# E3 visa application with spouse



## maindoor (Apr 4, 2009)

Hi,

Is it advisable to book/attend the E3 visa appointment with SO or is it better to 
apply E3D visa after getting the approval for E3 ?
I understand the cost part. But are there any other factors to consider ? 

Thanks.


----------



## Bellthorpe (Jun 23, 2013)

I can't think of any reason not to do them at the same time. The interview with associated wait time, security bullsh it and general schlepping around is quite a rigmarole, better to do that once than twice. The interview won't be twice as long as it would be for one person.


----------



## twostep (Apr 3, 2008)

Bellthorpe said:


> I can't think of any reason not to do them at the same time. The interview with associated wait time, security bullsh it and general schlepping around is quite a rigmarole, better to do that once than twice. The interview won't be twice as long as it would be for one person.


Is it necessary to use such language?


----------



## twostep (Apr 3, 2008)

Nothing speaks against applying for both visas at the same time. You may want to apply for your EAD with your E3D if you plan to work.


----------



## maindoor (Apr 4, 2009)

twostep said:


> Nothing speaks against applying for both visas at the same time. You may want to apply for your EAD with your E3D if you plan to work.


Thank you.


----------



## Bellthorpe (Jun 23, 2013)

How would that work? You need to be out of the country to apply for E3. It's assumed that you're in the country for EAD. You need a US address, an I-94 and so on. You could be called for a biometric appointment at short notice ...


----------



## omsaibaba (Jan 20, 2017)

I and spouse both work in Aus and we have plans to continue working in the US too when we migrate. What is the best option for us

1) I apply for E3 visa, once approved we both go US and apply EAD for my wife ( wife come as dependant)
or
2) We both apply for E3 visa and go to the US and work?


----------



## Crawford (Jan 23, 2011)

You apply for the E3 and at same time apply for the E3D for your dependent.

Are you both Aussies? Do you (E3 applicant) have a job with a sponsoring employer?


----------



## Moulard (Feb 3, 2017)

I replied to your similar question in the Australia forum... 

To paraphrase what I said there, an E3 visa does not allow the intent to migrate and you will need a job with a sponsoring employer that meets the specialist occupation requirements.

Given your intent to migrate, your son (assuming he is over the age of 21) should file a petition for an alien relative - that is the correct path given your circumstances.


----------



## omsaibaba (Jan 20, 2017)

Crawford said:


> You apply for the E3 and at same time apply for the E3D for your dependent.
> 
> Are you both Aussies? Do you (E3 applicant) have a job with a sponsoring employer?


We will be Aussies very soon, finding JOB is easy as we work for an MNC and earlier we worked in US on L1...

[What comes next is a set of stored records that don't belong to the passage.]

Issue #10116, opened 2023-03-10
Feat: Add extraVolumeMounts to Helm chart


idelsink:
### What would you like to be added or enhanced?

I would like to see an `extraVolumeMounts` option get added to the Helm chart. 

### Why is this needed?

Having the ability to mount files into the EMQX instance allows us to add, for example, ACL rule files as mentioned in https://github.com/emqx/emqx/issues/9052

Rory-Z:
Sorry for delay, looks good idea, we will finish it in next release

idelsink:
@Rory-Z great that this feature has been added so quickly! But as I also noted in your PR (which unfortunately already closed :sweat_smile: ) there might be an issue with the indentation. 

When I'm using it I get the error:

> Error: YAML parse error on emqx/templates/StatefulSet.yaml: error converting YAML to JSON: yaml: line 84: did not find expected key

Changing the indentations for both volume mount entries (to 6 and 10 respectively) solves the issue.

On a side note, I am using Terraform to call this helm chart using the helm_release resource, but that is not *really* relevant I think.

idelsink:
@Rory-Z I've created the necessary changes and created a PR: https://github.com/emqx/emqx/pull/10193 Perhaps you can take a look and update it to fit with the internal project's requirements?

PR #10139, opened 2023-03-15
feat(helm): helm chart support extraVolumeMounts and extraVolumes

Rory-Z:
Done of https://github.com/emqx/emqx/issues/10116

### DIFF
--- a/deploy/charts/emqx-enterprise/templates/StatefulSet.yaml
+++ b/deploy/charts/emqx-enterprise/templates/StatefulSet.yaml
@@ -74,12 +74,15 @@ spec:
         secret:
           secretName: {{ .Values.emqxLicenseSecretName }}
       {{- end }}
+      {{- if .Values.extraVolumes }}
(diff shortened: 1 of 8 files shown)


id:
@Rory-Z you only need to add changelog once: `ee` picks up everything from `ce` + adds `ee` changes on top.

id (dismissed):

id (approved):

deploy/charts/emqx-enterprise/templates/StatefulSet.yaml
```diff
@@ -138,6 +141,9 @@ spec:
             subPath: "emqx.lic"
             readOnly: true
           {{- end }}
+          {{- if .Values.extraVolumeMounts }}
+            {{- toYaml .Values.extraVolumeMounts | nindent 12 }}
```
idelsink, line 145: @Rory-Z I'm testing it out locally and I think the indentation should be 10 here, to be in line with the YAML indentation for the other volume mounts

PR #10143, opened 2023-03-15
feat(bridges): integrate RocketMQ into data bridges 

lafirest:


lib-ee/emqx_ee_connector/src/emqx_ee_connector_rocketmq.erl
```diff
@@ -0,0 +1,348 @@
...
+    ?SLOG(info, #{
+        msg => "starting_rocketmq_connector",
+        connector => InstanceId,
+        config => redact(Config1)
+    }),
+    Config = maps:merge(default_security_info(), Config1),
+    {Host, Port} = emqx_schema:parse_server(Server, ?ROCKETMQ_HOST_OPTIONS),
+
+    Server1 = [{Host, Port}],
+    ClientId = client_id(InstanceId),
```
savonarola, line 111: Could we avoid converting to an atom here?

lafirest: No, the RocketMQ driver needs an atom clientid

lib-ee/emqx_ee_connector/src/emqx_ee_connector_rocketmq.erl
```diff
@@ -0,0 +1,348 @@
...
+            ),
+            Error
+    end.
+
+on_stop(InstanceId, #{client_id := ClientId, producers_map_pid := Pid} = _State) ->
+    ?SLOG(info, #{
+        msg => "stopping_rocketmq_connector",
+        connector => InstanceId
+    }),
+    Pid ! ok,
```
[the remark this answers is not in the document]
lafirest: I agree with this, and I had tried it. But We can't update the resource state when doing a query, so I wrote this in the light of the v4.

changes/ee/feat-10143.en.md
```diff
@@ -0,0 +1 @@
+Add `RocketMQ` support for Data-Bridg.
```
HJianBo, line 1:
```suggestion
Add `RocketMQ` support for Data-Bridge.
```

lib-ee/emqx_ee_bridge/i18n/emqx_ee_bridge_rocketmq.conf
```diff
@@ -0,0 +1,72 @@
...
+        }
+        label {
+                en: "Local Topic"
+                zh: "本地 Topic"
+            }
+    }
+
+    template {
+        desc {
+            en: """Template, the default value is empty. When this value is empty the whole message will be stored in the database"""
```
HJianBo, line 21:
```suggestion
            en: """Template, the default value is empty. When this value is empty the whole message will be stored in the RocketMQ"""
```

lib-ee/emqx_ee_bridge/i18n/emqx_ee_bridge_rocketmq.conf
```diff
@@ -0,0 +1,72 @@
...
+            zh: """模板, 默认为空，为空时将会将整个消息存入数据库"""
```
HJianBo, line 22:
```suggestion
            zh: """模板, 默认为空，为空时将会将整个消息写入 RocketMQ"""
```

lib-ee/emqx_ee_connector/src/emqx_ee_connector_rocketmq.erl
savonarola: 👍 
Maybe we could fix that later, e.g. using `gproc` instead of local process registering https://github.com/emqx/rocketmq-client-erl/blob/master/src/rocketmq_client.erl#L51

.ci/docker-compose-file/docker-compose-rocketmq.yaml
```diff
@@ -0,0 +1,34 @@
...
+    command: ./mqnamesrv 
+    networks:
+      - emqx_bridge
+
+  mqbroker:
+    image: apache/rocketmq:4.9.4 
+    container_name: rocketmq_broker
+    ports:
+      - 10909:10909
+      - 10911:10911
```
thalesmg, line 21: I suggest we keep the `ports` option commented out, so that when we run the containers locally they don't occupy those ports by default, but we still have the option to easily uncomment those when developing.

lib-ee/emqx_ee_bridge/src/emqx_ee_bridge_rocketmq.erl
```diff
@@ -0,0 +1,119 @@
...
+        {enable, mk(boolean(), #{desc => ?DESC("config_enable"), default => true})},
+        {template,
+            mk(
+                binary(),
+                #{desc => ?DESC("template"), default => ?DEFAULT_TEMPLATE}
+            )},
+        {local_topic,
+            mk(
+                binary(),
+                #{desc => ?DESC("local_topic"), default => undefined}
```
thalesmg, line 81:
```suggestion
                #{desc => ?DESC("local_topic"), required => false}
```
?

lib-ee/emqx_ee_bridge/src/emqx_ee_bridge_rocketmq.erl
```diff
@@ -0,0 +1,119 @@
...
+            )},
+        {resource_opts,
+            mk(
+                ref(?MODULE, "creation_opts"),
+                #{
+                    required => false,
+                    default => #{},
```
thalesmg, line 88: I think we should either define `required` or `default`:

```suggestion
                    required => false,
```

lib-ee/emqx_ee_bridge/i18n/emqx_ee_bridge_rocketmq.conf
```diff
@@ -0,0 +1,72 @@
...
+        }
+        label {
+            en: "Enable Or Disable Bridge"
+            zh: "启用/禁用桥接"
+        }
+        }
+
+    desc_config {
+        desc {
+            en: """Configuration for an RocketMQ bridge."""
```
thalesmg, line 42:
```suggestion
            en: """Configuration for a RocketMQ bridge."""
```

lib-ee/emqx_ee_bridge/test/emqx_ee_bridge_rocketmq_SUITE.erl
```diff
@@ -0,0 +1,292 @@
...
+                    {rocketmq_config, RocketMQConf},
+                    {rocketmq_bridge_type, BridgeType},
+                    {rocketmq_name, Name},
+                    {proxy_host, ProxyHost},
+                    {proxy_port, ProxyPort}
+                    | Config0
+                ],
+            Config;
+        false ->
+            {skip, no_rocketmq}
```
thalesmg, line 115: We need to explode in CI to avoid silent failures:

```suggestion
            case os:getenv("IS_CI") of
                false ->
                    {skip, no_rocketmq};
                _ ->
                    throw(no_rocketmq)
            end
```

lib-ee/emqx_ee_connector/src/emqx_ee_connector_rocketmq.erl
```diff
@@ -0,0 +1,348 @@
...
+    Server1 = [{Host, Port}],
+    ClientId = client_id(InstanceId),
+    ClientCfg = #{acl_info => #{}},
+
+    TopicTks = emqx_plugin_libs_rule:preproc_tmpl(Topic),
+    ProducerOpts = make_producer_opts(InstanceId, Config),
+    Templates = parse_template(Config),
+    ProducersMapPID = create_producers_map(ClientId),
+    State = #{
+        poolname => InstanceId,
```
thalesmg, line 119:
```suggestion
        instnace_id => InstanceId,
```

Also, it seems to be unused?

lib-ee/emqx_ee_connector/src/emqx_ee_connector_rocketmq.erl
thalesmg, line 144: Maybe we should monitor the pid and ensure it's really dead?

lib-ee/emqx_ee_connector/src/emqx_ee_connector_rocketmq.erl
```diff
@@ -0,0 +1,348 @@
...
+        security_token := SecurityToken,
+        send_buffer := SendBuff,
+        refresh_interval := RefreshInterval
+    }
+) ->
+    ACLInfo = acl_info(Username, Password, SecurityToken),
+    #{
+        tcp_opts => [{sndbuf, SendBuff}],
+        ref_topic_route_interval => RefreshInterval,
+        name => to_atom(InstanceId),
```
thalesmg, line 297: Do we really need this to be an atom?

The instance ID will change each time a bridge is (re)created or even if the bridge is simply health probed, so this could lead to an atom leak.

lib-ee/emqx_ee_connector/src/emqx_ee_connector_rocketmq.erl
```diff
@@ -0,0 +1,348 @@
...
+apply_template([{Key, _} | _] = Reqs, Templates) ->
+    case maps:get(Key, Templates, undefined) of
+        undefined ->
+            [emqx_json:encode(Msg) || {_, Msg} <- Reqs];
+        Template ->
+            [emqx_plugin_libs_rule:proc_tmpl(Template, Msg) || {_, Msg} <- Reqs]
+    end.
+
+client_id(InstanceId) ->
+    erlang:list_to_atom("bridge_rocketmq:" ++ to_str(InstanceId)).
```
thalesmg, line 265: Note: when a bridge is recreated or health probed, this ID will change.

Perhaps we could tie it to the bridge _name_, so that it's the same between restarts, and also check if the bridge is being probed and use a fixed id for such case.

lib-ee/emqx_ee_connector/src/emqx_ee_connector_rocketmq.erl
lafirest: No,  According to here, https://github.com/emqx/rocketmq-client-erl/blob/e1975007ca55d60e1368853c15869edf6bf81beb/src/rocketmq_producers_sup.erl#L67, the `name` isn't necessary

lib-ee/emqx_ee_connector/src/emqx_ee_connector_rocketmq.erl
lafirest: I think this process is enough simple, monitor maybe make thing complicated.

lib-ee/emqx_ee_connector/src/emqx_ee_connector_rocketmq.erl
thalesmg: Sorry, I meant to check if we need `name` _to be an atom_, not if the parameter is required.

If it's possible to keep it as a binary, it would avoid atom leakage.

lafirest: Yes, I know. The name must be an atom, this is a limit for the driver, but the name not is required, so I delete it from the options map

changes/ee/feat-10143.en.md
```diff
@@ -0,0 +1 @@
+Add `RocketMQ` support for Data-Bridge.
```
zmstone, line 1:
```suggestion
Add `RocketMQ` data integration bridge.
```

lib-ee/emqx_ee_bridge/src/emqx_ee_bridge_rocketmq.erl
```diff
@@ -0,0 +1,120 @@
+%%--------------------------------------------------------------------
+%% Copyright (c) 2022 EMQ Technologies Co., Ltd. All Rights Reserved.
```
thalesmg, line 2:
```suggestion
%% Copyright (c) 2023 EMQ Technologies Co., Ltd. All Rights Reserved.
```

lib-ee/emqx_ee_connector/src/emqx_ee_connector_rocketmq.erl
```diff
@@ -0,0 +1,338 @@
...
+apply_template([{Key, _} | _] = Reqs, Templates) ->
+    case maps:get(Key, Templates, undefined) of
+        undefined ->
+            [emqx_json:encode(Msg) || {_, Msg} <- Reqs];
+        Template ->
+            [emqx_plugin_libs_rule:proc_tmpl(Template, Msg) || {_, Msg} <- Reqs]
+    end.
+
+client_id(InstanceId) ->
+    Name = emqx_resource_manager:manager_id_to_resource_id(InstanceId),
```
thalesmg, line 264: Note: when the probe API is called on the bridge, there's an extra prefix added, so this might not work as intended.

Ref: https://github.com/lafirest/emqx/blob/17e207cb71dd5247a2718ff0db6c043b1d038b2c/apps/emqx_bridge/src/emqx_bridge_resource.erl#L228

thalesmg (approved):
Suggestion: test that the probe API works as intended with the RocketMQ clientid generation.

PR #10197, opened 2023-03-21
fix: add inflight window setting to the clickhouse bridge

kjellwinblad:
This PR makes sure the inflight window setting is present for the clickhouse bridge. It also changes emqx_resource_schema that previously removed the inflight window setting from resources with query mode `always_sync`. We don't need to do that because all bridges that uses the buffer worker queue will get async call handling even if the bridge don't support the async callback.

@thalesmg: maybe this should be merged after async support for bridges with `always_sync` has been added to the `emqx_resource_buffer_worker` module?

### DIFF
--- a/apps/emqx_resource/i18n/emqx_resource_schema_i18n.conf
+++ b/apps/emqx_resource/i18n/emqx_resource_schema_i18n.conf
@@ -135,14 +135,14 @@ When disabled the messages are buffered in RAM only."""
     }
   }
 
-  async_inflight_window {
+  inflight_window {
     desc {
-      en: """Async query inflight window."""
-      zh: """异步请求飞行队列窗口大小。"""
+      en: """Query inflight window. When query_mode is set to async, this config has to be et to 1 if messages from the same MQTT client have to be stricktly ordered."""
+      zh: """请求飞行队列窗口大小。当请求模式为异步时，如果需要严格保证来自同一 MQTT 客户端的消息有序，则必须将此值设为 1。"""""
     }
     label {
-      en: """Async inflight window"""
-      zh: """异步请求飞行队列窗口"""
+      en: """Inflight window"""
+      zh: """请求飞行队列窗口"""
     }
   }
 
--- a/apps/emqx_resource/i18n/emqx_resource_schema_i18n.conf
+++ b/apps/emqx_resource/i18n/emqx_resource_schema_i18n.conf
@@ -137,7 +137,7 @@ When disabled the messages are buffered in RAM only."""
 
   inflight_window {
     desc {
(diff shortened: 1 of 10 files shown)


apps/emqx_resource/src/schema/emqx_resource_schema.erl
```diff
@@ -60,7 +59,7 @@ fields("creation_opts") ->
         {auto_restart_interval, fun auto_restart_interval/1},
         {query_mode, fun query_mode/1},
         {request_timeout, fun request_timeout/1},
-        {async_inflight_window, fun async_inflight_window/1},
+        {inflight_window, fun inflight_window/1},
```
thalesmg, line 62: Just a reminder to update this point: https://github.com/kjellwinblad/emqx/blob/27b84453371fe99c3a8b0e2e0e0aaed274b1d31c/apps/emqx_resource/src/emqx_resource_buffer_worker.erl#L196

thalesmg:
> maybe this should be merged after async support for bridges with always_sync has been added to the emqx_resource_buffer_worker module?

I have yet to make the changes for that, and I'll have to touch all bridges that do use that `"creation_opts_sync_only"` type.  I essentially will remove this type, so this should be merged before that, actually.  :smile_cat:

apps/emqx_resource/src/schema/emqx_resource_schema.erl
kjellwinblad: Not sure if I understand what you mean by "Just a reminder" but I have added a commit to this PR that renames all occurrences of `async_inflight_window` to `inflight_window`.

thalesmg: Sorry, I think I was seeing just one of the commits.

Maybe it's worth adding an entry to keep track of when this field was renamed, yes.

apps/emqx_resource/i18n/emqx_resource_schema_i18n.conf
```diff
@@ -135,14 +135,14 @@ When disabled the messages are buffered in RAM only."""
     }
   }
 
-  async_inflight_window {
+  inflight_window {
```
thalesmg, line 138: Note: I noticed the frontend seems to have some i18n config paths they expect to find translations in.

So maybe just confirm that the frontend items that refer to the inflight window when creating a bridge still show the label and tooltip correctly.

kjellwinblad: I have checked the dashboard UI for clickhouse and influxdb. The clickhouse bridge have a field labeled "Inflight window" that is always present. The influxdb bridge still have a field called "Async inflight window" that is only present when async mode is activated. I have yet to investigate why that is but at least it looks like the inflight labels are present in the dashboard.

thalesmg (approved):

PR #10201, opened 2023-03-22
fix(tdengine): remove the redundant table name in SQL template

lafirest:
remove the redundant table name in SQL template

Fixes [EMQX-9226 ](https://emqx.atlassian.net/browse/EMQX-9226)

## PR Checklist


lib-ee/emqx_ee_connector/src/emqx_ee_connector_tdengine.erl
```diff
@@ -49,6 +51,8 @@ add_default_username(Fields) ->
         fun
             ({username, OrigUsernameFn}) ->
                 {username, add_default_fn(OrigUsernameFn, <<"root">>)};
+            ({password, OrigUsernameFn}) ->
+                {password, add_default_fn(OrigUsernameFn, ?DEFAULT_PASSWORD)};
```
keynslug, line 55: Concept of _default password_ sounds somewhat strange to me, honestly. I think that if there's a passwordless auth, then connector should anticipate password being not defined. If there is no passwordless auth, then we should just mark the field required?

lafirest: Usually, The Tdengine use a default password, "data", users don't need to care about this password,  and the schema of `password` is not required, of course, we can change it to true, but in this way, users have to repeat the password which should have omitted.
So we should not force users to input this password again.

keynslug: I see, but I wouldn't really expect users to deploy TDengine DB with a default password in the wild.

thalesmg: https://github.com/emqx/emqx/pull/10269

changes/ee/fix-10201.en.md
```diff
@@ -0,0 +1 @@
+In TDengine, Remove the redundant table name from the SQL template.
```
keynslug, line 1: Isn't that _database name_, according to https://docs.tdengine.com/taos-sql/table/#create-table ?

lafirest: Yes, it is `database` not `table`.

keynslug (approved):

changes/ee/fix-10201.en.md
```diff
@@ -0,0 +1 @@
+In TDengine, Remove the redundant database name from the SQL template.
```
thalesmg, line 1:
```suggestion
In TDengine, removed the redundant database name from the SQL template.
```

JimMoen (approved):

HJianBo (approved):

what is the best option for us, we need to file E3 for me and wife 
or
I file E3 and she comes as dependant


----------



## Crawford (Jan 23, 2011)

You can't apply until you have Australian citizenship......


----------



## omsaibaba (Jan 20, 2017)

Crawford said:


> You can't apply until you have Australian citizenship......





Crawford said:


> You can't apply until you have Australian citizenship......


Yeah I am aware of all prerequisites for E3...my question still stands..


----------